═══ Available records ═══

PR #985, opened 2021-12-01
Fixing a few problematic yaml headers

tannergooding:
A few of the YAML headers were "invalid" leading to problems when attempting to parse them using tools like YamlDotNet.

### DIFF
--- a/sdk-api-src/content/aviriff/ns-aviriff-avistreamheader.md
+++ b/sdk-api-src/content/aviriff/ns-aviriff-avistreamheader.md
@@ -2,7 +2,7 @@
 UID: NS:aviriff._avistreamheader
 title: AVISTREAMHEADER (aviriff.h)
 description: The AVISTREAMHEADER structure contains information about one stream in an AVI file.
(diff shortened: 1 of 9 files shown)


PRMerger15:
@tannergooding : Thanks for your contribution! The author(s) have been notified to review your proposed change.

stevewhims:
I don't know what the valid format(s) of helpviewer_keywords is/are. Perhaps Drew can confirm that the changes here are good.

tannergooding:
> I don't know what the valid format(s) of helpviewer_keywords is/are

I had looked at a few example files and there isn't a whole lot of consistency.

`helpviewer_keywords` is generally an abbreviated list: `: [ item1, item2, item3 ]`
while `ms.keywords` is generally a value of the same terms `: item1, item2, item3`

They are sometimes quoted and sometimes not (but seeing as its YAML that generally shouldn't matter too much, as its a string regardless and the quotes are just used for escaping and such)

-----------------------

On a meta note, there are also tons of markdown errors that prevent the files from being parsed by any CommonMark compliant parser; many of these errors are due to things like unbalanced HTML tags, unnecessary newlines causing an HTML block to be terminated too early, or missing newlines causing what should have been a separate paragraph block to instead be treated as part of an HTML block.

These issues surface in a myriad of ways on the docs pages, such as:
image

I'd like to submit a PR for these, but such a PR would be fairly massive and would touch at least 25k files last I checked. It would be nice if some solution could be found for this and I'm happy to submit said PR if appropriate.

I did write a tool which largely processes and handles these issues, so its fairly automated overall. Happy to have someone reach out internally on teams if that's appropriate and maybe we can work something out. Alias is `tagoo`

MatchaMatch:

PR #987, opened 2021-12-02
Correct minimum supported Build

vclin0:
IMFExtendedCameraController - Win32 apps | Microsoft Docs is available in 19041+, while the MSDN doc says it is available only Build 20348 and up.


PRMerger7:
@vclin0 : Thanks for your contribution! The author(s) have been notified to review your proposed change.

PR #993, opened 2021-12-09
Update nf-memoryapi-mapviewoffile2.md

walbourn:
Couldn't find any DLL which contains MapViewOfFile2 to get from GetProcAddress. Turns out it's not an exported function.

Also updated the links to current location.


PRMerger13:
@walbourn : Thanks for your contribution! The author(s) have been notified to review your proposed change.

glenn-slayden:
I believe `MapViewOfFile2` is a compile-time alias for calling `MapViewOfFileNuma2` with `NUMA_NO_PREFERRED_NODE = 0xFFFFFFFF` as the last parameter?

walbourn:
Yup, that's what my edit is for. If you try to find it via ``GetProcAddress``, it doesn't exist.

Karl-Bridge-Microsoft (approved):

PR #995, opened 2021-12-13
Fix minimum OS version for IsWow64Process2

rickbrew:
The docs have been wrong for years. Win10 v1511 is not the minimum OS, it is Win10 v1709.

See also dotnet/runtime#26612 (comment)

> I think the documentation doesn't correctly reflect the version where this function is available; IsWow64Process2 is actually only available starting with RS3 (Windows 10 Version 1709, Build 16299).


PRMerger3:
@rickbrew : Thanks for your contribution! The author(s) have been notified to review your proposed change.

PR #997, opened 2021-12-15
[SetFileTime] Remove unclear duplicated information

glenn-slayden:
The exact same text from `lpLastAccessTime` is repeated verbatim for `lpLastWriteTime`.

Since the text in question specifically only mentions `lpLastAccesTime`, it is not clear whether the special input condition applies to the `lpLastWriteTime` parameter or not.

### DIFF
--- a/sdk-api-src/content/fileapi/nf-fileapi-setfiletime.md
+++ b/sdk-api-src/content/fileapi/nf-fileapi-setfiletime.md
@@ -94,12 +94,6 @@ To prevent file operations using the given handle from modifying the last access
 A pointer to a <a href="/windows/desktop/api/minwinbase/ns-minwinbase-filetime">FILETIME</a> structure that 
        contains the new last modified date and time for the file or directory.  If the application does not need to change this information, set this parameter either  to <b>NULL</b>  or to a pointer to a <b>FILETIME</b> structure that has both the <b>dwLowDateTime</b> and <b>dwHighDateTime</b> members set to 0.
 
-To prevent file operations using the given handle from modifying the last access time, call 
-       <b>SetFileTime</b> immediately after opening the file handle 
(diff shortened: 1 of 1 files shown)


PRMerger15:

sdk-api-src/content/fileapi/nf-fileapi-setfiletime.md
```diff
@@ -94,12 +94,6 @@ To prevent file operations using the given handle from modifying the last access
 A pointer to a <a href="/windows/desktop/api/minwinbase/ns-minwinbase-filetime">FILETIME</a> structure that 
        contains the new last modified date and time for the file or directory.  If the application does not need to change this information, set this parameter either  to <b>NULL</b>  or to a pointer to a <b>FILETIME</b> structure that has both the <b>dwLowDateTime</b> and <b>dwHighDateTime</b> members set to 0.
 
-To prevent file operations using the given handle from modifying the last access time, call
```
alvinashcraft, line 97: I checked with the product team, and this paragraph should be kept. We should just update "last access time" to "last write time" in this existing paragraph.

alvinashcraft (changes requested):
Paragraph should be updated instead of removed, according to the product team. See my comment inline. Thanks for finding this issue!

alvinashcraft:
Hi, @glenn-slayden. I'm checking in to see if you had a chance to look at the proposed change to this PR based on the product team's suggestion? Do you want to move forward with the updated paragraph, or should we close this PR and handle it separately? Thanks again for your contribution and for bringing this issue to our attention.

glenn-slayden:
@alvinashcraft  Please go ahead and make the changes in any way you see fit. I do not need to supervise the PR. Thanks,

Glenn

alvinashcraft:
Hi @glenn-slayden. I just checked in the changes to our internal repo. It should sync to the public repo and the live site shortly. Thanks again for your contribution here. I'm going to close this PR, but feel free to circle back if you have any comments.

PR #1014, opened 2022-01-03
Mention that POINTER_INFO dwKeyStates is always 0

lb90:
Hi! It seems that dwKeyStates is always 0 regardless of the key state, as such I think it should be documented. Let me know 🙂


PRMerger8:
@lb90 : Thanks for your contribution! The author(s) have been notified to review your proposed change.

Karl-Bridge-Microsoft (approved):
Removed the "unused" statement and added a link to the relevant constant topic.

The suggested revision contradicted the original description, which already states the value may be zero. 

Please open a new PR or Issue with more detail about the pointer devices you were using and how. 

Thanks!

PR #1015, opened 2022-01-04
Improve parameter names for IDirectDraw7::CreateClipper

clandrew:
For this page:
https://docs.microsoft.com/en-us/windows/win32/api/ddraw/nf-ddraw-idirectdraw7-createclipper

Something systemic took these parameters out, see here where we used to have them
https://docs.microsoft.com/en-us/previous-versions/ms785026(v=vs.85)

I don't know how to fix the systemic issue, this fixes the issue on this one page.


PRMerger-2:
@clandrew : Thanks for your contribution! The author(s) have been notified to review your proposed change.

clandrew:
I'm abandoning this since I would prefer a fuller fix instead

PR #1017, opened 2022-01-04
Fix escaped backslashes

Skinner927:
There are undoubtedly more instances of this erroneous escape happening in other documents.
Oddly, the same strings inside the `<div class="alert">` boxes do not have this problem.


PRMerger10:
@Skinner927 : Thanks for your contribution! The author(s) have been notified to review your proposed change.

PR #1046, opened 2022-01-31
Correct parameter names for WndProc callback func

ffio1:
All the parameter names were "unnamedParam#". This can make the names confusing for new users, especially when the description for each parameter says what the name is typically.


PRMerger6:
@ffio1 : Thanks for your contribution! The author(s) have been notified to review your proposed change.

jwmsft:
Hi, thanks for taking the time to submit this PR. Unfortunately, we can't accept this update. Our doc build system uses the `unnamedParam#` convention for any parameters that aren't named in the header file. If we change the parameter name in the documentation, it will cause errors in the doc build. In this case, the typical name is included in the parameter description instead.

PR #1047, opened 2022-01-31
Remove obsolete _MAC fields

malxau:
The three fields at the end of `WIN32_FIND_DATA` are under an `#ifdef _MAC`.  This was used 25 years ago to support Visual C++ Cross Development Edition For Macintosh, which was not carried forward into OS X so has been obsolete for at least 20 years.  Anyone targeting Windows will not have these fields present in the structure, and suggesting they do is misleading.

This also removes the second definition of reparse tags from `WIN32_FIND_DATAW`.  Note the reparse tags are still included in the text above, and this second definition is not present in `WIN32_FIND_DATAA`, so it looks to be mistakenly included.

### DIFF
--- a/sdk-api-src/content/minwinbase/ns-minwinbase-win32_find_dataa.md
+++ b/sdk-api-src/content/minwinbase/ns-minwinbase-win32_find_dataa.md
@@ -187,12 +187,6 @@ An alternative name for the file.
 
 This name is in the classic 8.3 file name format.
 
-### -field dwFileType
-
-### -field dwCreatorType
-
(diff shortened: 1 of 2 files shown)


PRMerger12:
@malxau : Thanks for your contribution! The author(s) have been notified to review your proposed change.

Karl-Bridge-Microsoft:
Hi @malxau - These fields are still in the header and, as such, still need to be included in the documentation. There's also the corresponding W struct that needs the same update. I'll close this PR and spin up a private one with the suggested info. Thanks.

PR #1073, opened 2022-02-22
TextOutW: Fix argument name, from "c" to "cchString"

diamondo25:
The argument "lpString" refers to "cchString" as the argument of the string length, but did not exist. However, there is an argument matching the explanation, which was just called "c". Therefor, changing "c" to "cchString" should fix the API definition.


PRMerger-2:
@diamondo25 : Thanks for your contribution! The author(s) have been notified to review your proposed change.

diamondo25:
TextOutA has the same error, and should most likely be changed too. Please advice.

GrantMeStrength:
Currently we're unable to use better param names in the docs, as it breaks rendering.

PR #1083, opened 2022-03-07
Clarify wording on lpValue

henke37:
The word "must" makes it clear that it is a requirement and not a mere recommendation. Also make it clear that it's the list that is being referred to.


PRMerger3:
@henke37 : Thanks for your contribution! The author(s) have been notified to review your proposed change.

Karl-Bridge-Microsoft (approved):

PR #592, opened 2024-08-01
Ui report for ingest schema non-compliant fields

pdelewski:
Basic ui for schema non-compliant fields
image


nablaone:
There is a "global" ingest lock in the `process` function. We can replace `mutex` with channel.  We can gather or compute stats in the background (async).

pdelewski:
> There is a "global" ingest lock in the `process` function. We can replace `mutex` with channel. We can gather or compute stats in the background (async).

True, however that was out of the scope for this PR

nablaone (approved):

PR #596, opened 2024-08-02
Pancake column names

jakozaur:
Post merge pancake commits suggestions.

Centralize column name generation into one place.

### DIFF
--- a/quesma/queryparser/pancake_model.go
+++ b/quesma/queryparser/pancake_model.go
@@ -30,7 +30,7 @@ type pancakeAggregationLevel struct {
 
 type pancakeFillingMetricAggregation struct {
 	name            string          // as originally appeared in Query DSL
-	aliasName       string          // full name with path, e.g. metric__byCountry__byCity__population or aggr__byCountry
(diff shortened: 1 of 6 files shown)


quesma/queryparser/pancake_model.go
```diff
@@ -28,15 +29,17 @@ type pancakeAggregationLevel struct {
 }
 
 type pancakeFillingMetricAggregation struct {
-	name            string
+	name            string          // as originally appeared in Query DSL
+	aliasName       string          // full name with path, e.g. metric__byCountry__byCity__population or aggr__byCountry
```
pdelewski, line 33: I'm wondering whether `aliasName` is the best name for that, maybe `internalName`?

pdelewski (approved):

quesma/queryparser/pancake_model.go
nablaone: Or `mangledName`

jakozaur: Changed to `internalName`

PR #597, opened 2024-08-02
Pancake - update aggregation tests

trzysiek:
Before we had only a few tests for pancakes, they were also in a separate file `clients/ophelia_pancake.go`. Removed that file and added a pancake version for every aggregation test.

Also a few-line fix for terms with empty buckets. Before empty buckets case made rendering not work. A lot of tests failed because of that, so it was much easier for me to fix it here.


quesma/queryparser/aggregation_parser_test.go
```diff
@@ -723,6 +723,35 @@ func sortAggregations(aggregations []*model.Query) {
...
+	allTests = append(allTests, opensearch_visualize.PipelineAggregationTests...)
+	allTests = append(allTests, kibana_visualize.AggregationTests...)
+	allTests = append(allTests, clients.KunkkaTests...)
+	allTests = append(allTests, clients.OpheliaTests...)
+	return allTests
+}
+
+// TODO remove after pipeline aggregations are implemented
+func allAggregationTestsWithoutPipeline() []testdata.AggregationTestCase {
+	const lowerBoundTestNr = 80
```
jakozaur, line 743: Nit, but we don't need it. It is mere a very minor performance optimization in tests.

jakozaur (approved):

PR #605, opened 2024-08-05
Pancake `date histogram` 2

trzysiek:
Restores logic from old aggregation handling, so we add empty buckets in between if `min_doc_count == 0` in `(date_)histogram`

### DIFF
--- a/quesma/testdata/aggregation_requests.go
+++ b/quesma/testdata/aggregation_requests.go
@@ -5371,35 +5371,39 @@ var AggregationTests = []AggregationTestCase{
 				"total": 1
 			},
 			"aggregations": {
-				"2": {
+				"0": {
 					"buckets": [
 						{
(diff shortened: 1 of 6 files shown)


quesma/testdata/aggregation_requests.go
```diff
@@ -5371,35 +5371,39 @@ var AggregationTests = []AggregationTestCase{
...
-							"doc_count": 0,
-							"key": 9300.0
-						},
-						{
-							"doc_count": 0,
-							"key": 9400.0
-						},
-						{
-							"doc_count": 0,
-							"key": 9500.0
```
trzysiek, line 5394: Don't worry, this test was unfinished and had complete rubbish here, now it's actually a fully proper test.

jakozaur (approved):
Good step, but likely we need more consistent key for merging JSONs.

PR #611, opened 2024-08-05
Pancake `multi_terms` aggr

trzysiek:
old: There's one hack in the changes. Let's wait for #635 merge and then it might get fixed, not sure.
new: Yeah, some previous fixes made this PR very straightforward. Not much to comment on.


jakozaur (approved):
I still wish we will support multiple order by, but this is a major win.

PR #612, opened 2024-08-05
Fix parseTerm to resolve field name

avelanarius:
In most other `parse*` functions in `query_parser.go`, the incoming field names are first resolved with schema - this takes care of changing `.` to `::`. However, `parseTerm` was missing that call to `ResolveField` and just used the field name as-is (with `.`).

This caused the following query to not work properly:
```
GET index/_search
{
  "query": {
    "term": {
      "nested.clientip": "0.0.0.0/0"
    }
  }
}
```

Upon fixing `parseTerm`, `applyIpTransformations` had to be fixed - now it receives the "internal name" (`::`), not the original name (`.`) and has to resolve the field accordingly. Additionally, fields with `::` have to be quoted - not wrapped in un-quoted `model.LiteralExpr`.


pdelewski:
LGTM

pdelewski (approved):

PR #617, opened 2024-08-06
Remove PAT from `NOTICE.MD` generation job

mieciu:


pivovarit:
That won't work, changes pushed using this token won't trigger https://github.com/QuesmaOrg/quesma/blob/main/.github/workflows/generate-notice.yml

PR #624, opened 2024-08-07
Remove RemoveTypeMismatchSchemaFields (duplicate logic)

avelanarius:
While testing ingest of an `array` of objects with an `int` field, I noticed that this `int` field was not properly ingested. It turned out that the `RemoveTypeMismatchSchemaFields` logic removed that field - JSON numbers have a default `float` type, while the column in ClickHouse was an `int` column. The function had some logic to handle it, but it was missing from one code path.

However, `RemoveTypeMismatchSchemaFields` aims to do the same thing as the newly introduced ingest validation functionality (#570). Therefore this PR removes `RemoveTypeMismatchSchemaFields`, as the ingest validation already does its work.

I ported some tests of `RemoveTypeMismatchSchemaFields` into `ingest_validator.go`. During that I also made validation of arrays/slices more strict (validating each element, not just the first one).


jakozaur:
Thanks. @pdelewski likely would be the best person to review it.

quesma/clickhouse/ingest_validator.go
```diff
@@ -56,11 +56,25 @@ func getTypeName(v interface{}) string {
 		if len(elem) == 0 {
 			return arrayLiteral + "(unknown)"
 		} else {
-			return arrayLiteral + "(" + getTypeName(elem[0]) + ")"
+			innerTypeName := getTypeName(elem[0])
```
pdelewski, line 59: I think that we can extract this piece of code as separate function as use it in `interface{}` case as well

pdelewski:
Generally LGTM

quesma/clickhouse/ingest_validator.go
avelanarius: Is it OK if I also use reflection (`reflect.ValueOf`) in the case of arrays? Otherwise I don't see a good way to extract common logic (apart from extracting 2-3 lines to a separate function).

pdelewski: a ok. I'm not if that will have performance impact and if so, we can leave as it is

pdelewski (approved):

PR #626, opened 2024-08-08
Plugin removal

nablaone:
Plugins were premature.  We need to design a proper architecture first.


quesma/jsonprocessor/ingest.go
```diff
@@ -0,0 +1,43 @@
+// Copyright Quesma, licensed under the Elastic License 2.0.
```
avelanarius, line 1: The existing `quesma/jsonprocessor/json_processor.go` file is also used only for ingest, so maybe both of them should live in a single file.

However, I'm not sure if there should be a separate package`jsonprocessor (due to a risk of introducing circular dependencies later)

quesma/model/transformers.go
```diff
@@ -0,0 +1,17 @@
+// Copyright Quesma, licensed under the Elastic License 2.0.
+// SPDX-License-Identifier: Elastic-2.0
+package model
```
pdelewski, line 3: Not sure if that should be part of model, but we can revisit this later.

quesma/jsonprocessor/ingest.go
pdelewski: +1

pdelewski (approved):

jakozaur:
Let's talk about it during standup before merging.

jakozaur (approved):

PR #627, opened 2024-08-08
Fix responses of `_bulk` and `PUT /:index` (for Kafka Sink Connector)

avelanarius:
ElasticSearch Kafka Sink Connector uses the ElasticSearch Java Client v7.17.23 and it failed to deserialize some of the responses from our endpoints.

═══

• Work item:
The total, and only the total: count the lines above that contain "nablaone".

• Response area:
4